The lines? Some folks gripe about how they’d never stand in a line for food, no matter how good it was. Move on then, I say. There are thousands of places to go and many can get you in and out in a flash. And they are waiting for you. They need you. But the lines are about people. The lines are about talking to the folks in front of you and behind you, and getting to know where everyone came from and where they are going. If you have your mind set straight, you are there for the fun and the food and yes, the line itself. When Ford and I sat in the Franklin BBQ line it was a gas. Camping chairs and a deck of cards. College kids throwing a baseball. An inflatable sofa. People running to get doughnuts. The line is just part of the atmosphere at certain places. There are places that I like to go regularly and I wouldn’t stand in line very long. And there are days when I choose my BBQ by who won’t have a line because I don’t have the time. And there are places that never have lines and I love to go simply because they make me so happy. My hope is that people will see that TX BBQ is a much bigger thing than any one style, place, idea, or wait time. When a friend asks me a question about where they should go for BBQ, my first question is how much time do they have to spend. The common denominator is that behind the pits, line or no, there are people busting their butts in very inhospitable temperatures, to serve you a meal. And the ones with the lines…half the people are there with groups of friends making a day of it. But don’t dog on the lines. It is a good sign for a large group of Texas businesses that are largely locally owned, employing local people, supporting the local little league team, and paying property taxes.

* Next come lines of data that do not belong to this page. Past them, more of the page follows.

PR #1432, opened 2026-07-28
[Nexthop] Enable "led_service" in FBOSS distro image

marif-nexthop:
**Pre-submission checklist**
- [x] `pre-commit run`

# Summary

`led_service` was missing from the FBOSS OSS distro image.

In this PR:
Build the `led_service` binary as part of the FBOSS platform stack and set up the runtime config/settings so it starts on boot:

- Add `led_service` to the `fboss_platform_services` CMake target so it ships in `platform-stack.tar`.
- Add a `systemd` unit (`led_service.service`) ordered after `platform_manager` and `fboss_init`.
- Enable the unit in the FBOSS distro image (`config.sh`).
- Add a minimal `led.conf` at `default_configs/` and symlink it from other platforms (`minipack3`, `wedge800bact`, `wedge800cact` and `wedge800bnhp` etc.).
- Have `fboss_init.sh` copy `/etc/coop/led.conf` from the platform's `default_configs` at boot.

- FSDB subscription paths - OSS stubs in `FsdbSwitchStateSubscriber.cpp` returned empty path vectors for both switch-state and transceiver-state, so the second `addStatePathSubscription({})` collided with the first on the root path `::1:/Path:/state:/` and threw `already exists` error. Filled the stubs in with the real paths, `agent().switchState()` and`qsfp_service().state().tcvrStates()` matching what each callback deserializes which finally fixed the error and `led_service` could run successfully.

# Test Plan

Verified `led_service` is healthy on a device after loading an image built from this branch.

```
root        1529  0.0  0.1 7082576 54460 ?       Ssl  18:16   0:01 /opt/fboss/bin/led_service
```

```
● led_service.service - FBOSS LED Service
     Loaded: loaded (/usr/lib/systemd/system/led_service.service; enabled; preset: disabled)
     Active: active (running) since Thu 2026-05-28 18:16:33 UTC; 1h 15min ago
```


srikrishnagopu:
@marif-nexthop I am not sure if we were able to get led service up and running with this config but internally we needed this for led service to work for montblanc.

"defaultCommandLineArgs": {
  "mode": "montblanc"
},
"ledControlledThroughService": true

Can you update your configs to reflect the platform name ?

marif-nexthop:
> @marif-nexthop I am not sure if we were able to get led service up and running with this config but internally we needed this for led service to work for montblanc.
> 
> "defaultCommandLineArgs": { "mode": "montblanc" }, "ledControlledThroughService": true
> 
> Can you update your configs to reflect the platform name ?

We had tested with and without the platform name and it worked the same. Not adding the name allowed to create only one file that can be symlinked into all the platforms and reused.
If a platform needs to add more info in this file, they'll have to delete the symlink and create their own configuration file but none of the existing platforms in the distro image needed it currently.

If you still want the platform name in this file we can make that change but AFAIK it is not required.

xanabani:
I dont know if there was a recent change that changed the led.conf, but this is what it looks like in a production device:
{
"defaultCommandLineArgs": {
  "mode": "montblanc"
},
"ledControlledThroughService": true
}

I belive the mode is required so that the correct led_manager for the device is created
[fbcode/fboss/led_service/LedManagerInit.cpp]

fbcode/fboss/led_service/LedManagerInit.cpp lines=40
  auto mode = productInfo->getType();

So the per-platform (e.g. wedge800cact/led.conf) default is wrong.

xanabani (approved):

marif-nexthop:
Thanks for the review @srikrishnagopu and @xanabani.
I have created per-platform `led.conf` files with `mode` field and deleted the common file that was symlinked earlier.

PR #1441, opened 2026-07-30
[Cisco][SRv6] Sync configured MySIDs from RIB to switch state

selekkala:
## Summary

Applying an unchanged configuration can produce no `ApplyThriftConfig` state
delta even when static MySIDs retained by the RIB need to be republished into
`SwitchState`. This change:

- adds a focused RIB API to republish the current MySID table;
- resynchronizes static MySIDs after config operations that add, update, or
  remove `mySidConfig`;
- restores MySIDs when the configuration is unchanged but `SwitchState` is
  stale;
- adds regression coverage for reapplying the same configuration.

## Test Plan

- `pre-commit` passed for all changed files.
- Installed the combined SRv6 image on an FBOSS switch and:
  - committed `mySidConfig` through the config-session workflow;
  - verified all configured entries were published through `show mysid`;
  - verified the generated agent config retained the expected MySID entries
    after config reload.

Validation artifacts:

- [SRv6 console log](https://gist.githubusercontent.com/selekkala/d104d72e5dc2e2969d894da12636199b/raw/76245e76e417e45b4de17dd9288386654fe4a4b7/srv6-console.log)
- [Generated agent.conf](https://gist.githubusercontent.com/selekkala/d104d72e5dc2e2969d894da12636199b/raw/666d04c69086cc7dd6a6037cb18684d53534d1a9/agent.conf)

### DIFF
--- a/fboss/agent/SwSwitch.cpp
+++ b/fboss/agent/SwSwitch.cpp
@@ -72,6 +72,7 @@
 #include "fboss/agent/RouteUpdateLogger.h"
 #include "fboss/agent/RxPacket.h"
 #include "fboss/agent/StaticL2ForNeighborObserver.h"
+#include "fboss/agent/SwSwitchMySidUpdater.h"
 #include "fboss/agent/SwSwitchRouteUpdateWrapper.h"
 #include "fboss/agent/SwSwitchWarmBootHelper.h"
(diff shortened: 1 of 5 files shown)


srikrishnagopu:
Closing PR based on discussion.

cc: @jasmeetbagga @vasantspatil

PR #9064, opened 2023-06-21
prov/sm2: Fix locking

a-szegel:
Add tx_lock to generic inject path.
Add tx_lock (which currently controls freestack access) to buffer return.

### DIFF
--- a/prov/sm2/src/sm2_msg.c
+++ b/prov/sm2/src/sm2_msg.c
@@ -182,6 +182,7 @@ static ssize_t sm2_generic_inject(struct fid_ep *ep_fid, const void *buf,
 
 	peer_smr = sm2_peer_region(ep, peer_gid);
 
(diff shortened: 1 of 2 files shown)


aingerson (approved):

prov/sm2/src/sm2_msg.c
```diff
@@ -182,13 +182,15 @@ static ssize_t sm2_generic_inject(struct fid_ep *ep_fid, const void *buf,
 
 	peer_smr = sm2_peer_region(ep, peer_gid);
 
+	ofi_spin_lock(&ep->tx_lock);
```
shijin-aws, line 185: should we use ofi gen lock? which will be no-op unless it requires thread safe.

shijin-aws: offline synced, will be a separate PR.

PR #9065, opened 2023-06-21
fabtests: Fix array OOB during fabtest list parsing

lrbison:
An incorrect index was used to attempt to set test_sizes.enable_flags. For small list sizes (<3 chars) malloc would become corrupted and future calls would fail unexpectedly.

Setting this variable to 0 was uncessary as the calloc() cleared the memory already.


shijin-aws (approved):

lrbison:
The erroneous function doesn't exist in v1.18.x, no backport required.

shefty (approved):
thanks!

So, why BBQ you ask? This is why. People, family, place, hospitality, enjoying old memories again, creating new memories, learning new things. I prefer keeping to myself and hiding behind a computer most of the time. This passion gets me out amongst some of the best humans our state has to offer. I’m using Snow’s as my example here because it was my latest spot to enjoy, but my example of why BBQ could have been photos or a story from 40 (or 400) different places in this beautiful state. Why BBQ? It is a self-answering question. Because…BBQ! Now, get out there.